**Input:**
PR #5056, opened 2025-05-20
feat(PanelStudyBrowser): Added a customizable studyBrowser.thumbnailClickCallback handler

rinslow:
### Context

Modern web application users generally expect to interact with UI components via single clicks, whereas double-click interactions are increasingly considered non-intuitive and outdated.

This PR introduces support for single-click interactions on study thumbnails within the viewer, enhancing usability and aligning with standard UX practices. The change is implemented in a customizable manner to allow flexibility. While single-click behavior is introduced as the new default, I am open to making this configurable-only if there is a compelling reason to retain double-click as the default behavior.

### Changes & Results

- Bugfix: Prevented a null error when the double click handler is removed 
- Feat: Added a customizable studyBrowser.thumbnailClickCallback handler, complementary to studyBrowser.thumbnailDoubleClickCallback. 
- Changed the default behavior of clicking thumbnails to be a single click
- Bugfix: Cypress artifacts were not stored because of incorrect paths 

<video width="1192" src="https://github.com/user-attachments/assets/d9ae99dc-25a6-46f7-9642-8935e1afa0c6"></video>

image

### Testing

- Test with/without on-click handler, configuration can be changed at `extensions/default/src/customizations/studyBrowserCustomization.ts` 

#### PR

#### Code

  etc.)

  additions or removals. 

** Didn't find documentation about the customization options ** 

#### Tested Environment

- [x] OS: MacOS 
- [x] Node version: v20.18.2
  

### DIFF
--- a/extensions/default/src/customizations/studyBrowserCustomization.ts
+++ b/extensions/default/src/customizations/studyBrowserCustomization.ts
@@ -66,33 +66,24 @@ export default {
   'studyBrowser.studyMode': 'all',
   'studyBrowser.thumbnailDoubleClickCallback': {
     callbacks: [
-      ({ activeViewportId, servicesManager, commandsManager, isHangingProtocolLayout }) =>
+      ({ activeViewportId, commandsManager, servicesManager }) =>
         async displaySetInstanceUID => {
-          const { hangingProtocolService, uiNotificationService } = servicesManager.services;
-          let updatedViewports = [];
-          const viewportId = activeViewportId;
-
           try {
-            updatedViewports = hangingProtocolService.getViewportsRequireUpdate(
-              viewportId,
-              displaySetInstanceUID,
-              isHangingProtocolLayout
-            );
+            commandsManager.run('loadSegmentationDisplaySetsForViewport', {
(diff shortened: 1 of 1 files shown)


extensions/default/src/customizations/studyBrowserCustomization.ts
```diff
@@ -88,6 +88,36 @@ export default {
...
 
+          commandsManager.run('setDisplaySetsForViewports', {
+            viewportsToUpdate: updatedViewports,
+          });
+        },
+    ],
+  },
+  'studyBrowser.thumbnailClickCallback': {
+    callbacks: [
+      ({ activeViewportId, servicesManager, commandsManager, isHangingProtocolLayout }) =>
```
wayfarer3130, line 99: This action should be added to a commands module, and the customization should simply indicate which command should be called.  That way the code doesn't get repeated, and it is as easy as just specifying the command name to use.
If you do that for double click and single click, then either one can be bound to load the display set without duplicating how it is handled, and you can also do custom behaviour like loading the DICOM SR on double click, and displaying it with single click.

**Work order:** The lines to return are those in the records above that hold the word "default".

**Your response:**
This PR introduces support for single-click interactions on study thumbnails within the viewer, enhancing usability and aligning with standard UX practices. The change is implemented in a customizable manner to allow flexibility. While single-click behavior is introduced as the new default, I am open to making this configurable-only if there is a compelling reason to retain double-click as the default behavior.
- Changed the default behavior of clicking thumbnails to be a single click
- Test with/without on-click handler, configuration can be changed at `extensions/default/src/customizations/studyBrowserCustomization.ts` 
--- a/extensions/default/src/customizations/studyBrowserCustomization.ts
+++ b/extensions/default/src/customizations/studyBrowserCustomization.ts
@@ -66,33 +66,24 @@ export default {
extensions/default/src/customizations/studyBrowserCustomization.ts
@@ -88,6 +88,36 @@ export default {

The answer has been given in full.